Frente a la interpretación prosaica de la lectura, que tanto prefiere el pensamiento racional, el reglamentismo de las buenas formas sociales y el ciego y rígido determinismo científico de lo establecido por siempre y para siempre, la escritura es siempre poética, a la griega (poiesis), texto que hace, que abre, en operación, en apertura. Lo poético no está restringido al saber hacer de la poesía, bella y cadenciosa; señala un modo de hablar que puede invadir todas nuestras esferas vitales. El poeta hace versos también con la mirada, con el caminar, con el vestido, igual que el artesano, el pintor, el coreógrafo, el pensador. Como obra de arte, la poesía deja abierto un espacio simbólico que mira hacia el mundo de una manera peculiar que puede ser vivida o desarrollada, basta con que al verso le sumemos el verso, y a él nuestra vida. Igual que el racionalista mira al mundo desde la cuadrícula de lo correctamente definido, el poeta lo mira desde la ambigüedad florida del lenguaje, plena de implícitos sugerentes. Ambos dictan un mundo, sólo que el poético es más bello, y eso, también a la griega, es lo bueno.
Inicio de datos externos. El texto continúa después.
PR #655, opened 2025-10-22
Updating the Task Documentation

icwhite:
Existing task documentation was hard to follow, largely because of the overemphasis on the unwieldy Python scripts used to parallelize and optimize task evaluation, including launching the task jar, which may now be out of date due to the large amount of work that has been done on this repository since the initial release. This documentation highlights the use of the task framework to evaluate simpler tasks one and a time to allow for an easier introduction to the task framework. In the future, I hope to redo the Python scripts so that they are easier to use.

### DIFF
--- a/README.md
+++ b/README.md
@@ -43,13 +43,41 @@ If you encounter issues, check the [FAQ](https://github.com/mindcraft-bots/mindc
 
 ## Tasks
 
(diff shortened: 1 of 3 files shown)


uukelele:
It might be better to have the task scripts written in JavaScript to avoid the Python dependency. 

However, it looks like this might take a while because there are a lot of scripts. Is it worth it?

MaxRobinsonTheGreat:
lgtm 👍

PR #656, opened 2025-10-25
Enhance argument parsing and error handling

chi20253032:
Refactor argument parsing and error handling for profiles and tasks. Improve environment variable handling with error checks.


MaxRobinsonTheGreat (changes requested):
too many comments, and comments should be in english

I see the error handling and parsing, but is there an issue this is supposed to fix?

PR #618, opened 2025-09-22
Update !discard

uukelele:
Attempt to fix #553 

> [!CAUTION]
> **Untested** right now, someone needs to test before merging (I can't because i'm at school right now)

Documentation if necessary:
https://github.com/PrismarineJS/prismarine-windows/blob/master/API.md#windowfindinventoryitemitem-metadata-notfull

PR #660, opened 2025-10-26
Fix: include off-hand items when discarding (fixes #553)

### LINKED ISSUE #553: Unable to discard offHand items.
If the bot is holding an item in the offHand and uses `!discard("string", 1)` it will fail to find the item.

shekinahfire77:
This PR fixes issue #553 where items held in the off-hand were not found by `skills.discard` and therefore could not be tossed.

Changes:
- `src/agent/library/skills.js`: `discard()` now searches `bot.inventory.slots` as a fallback (this includes off-hand slots) and uses the existing `bot.toss()` to remove items.
- `tests/test_discard_offhand.js`: small unit-style test that stubs a bot with an off-hand-like slot and verifies `discard` calls `toss`.

Why:
- `bot.inventory.items()` may not include off-hand/armor slots in some runtimes; scanning `inventory.slots` ensures items in off-hand are considered.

La razón poética es la posibilidad que el lenguaje nos ofrece para poetizar nuestro mundo, para darle forma a través de palabras escogidas con esmero estético, con delicadeza de amante, con atrevimiento lúdico. Si nuestro pensamiento es una densa mezcolanza de metáforas, de figuras de estilo, escojamos las metáforas en las que vivirnos con los criterios del poema que conmueve, que sugiere o que inventa argumentos e imágenes para pensar de nuevo y por primera vez cada parcela de nuestras vidas. Nuestro tiempo, cualquier tiempo, está siempre por terminar de escribir. El poema soñará un futuro imposible, hará verídico un presente encaminado y reescribirá un pasado que por fin llega hasta nosotros con sentido. Ningún texto puede reclamar para sí el estatuto de ser la referencia última, salvo que aceptemos vivir en el dogma. Abiertos a ser reescritos en cada momento, a ser pensados de nuevo desde otros juegos de lenguaje, mantendremos nuestra batalla histórica para seguir vivos más allá de las cadenas de la moral de las costumbres, y aún podremos defender el sueño de una libertad que está en nuestra mano protagonizar, siquiera sea en la ficción de un mundo escrito bellamente en argumentos poéticos. Protagonizar una buena literatura digna de recuerdo. Es más de lo que podamos desear.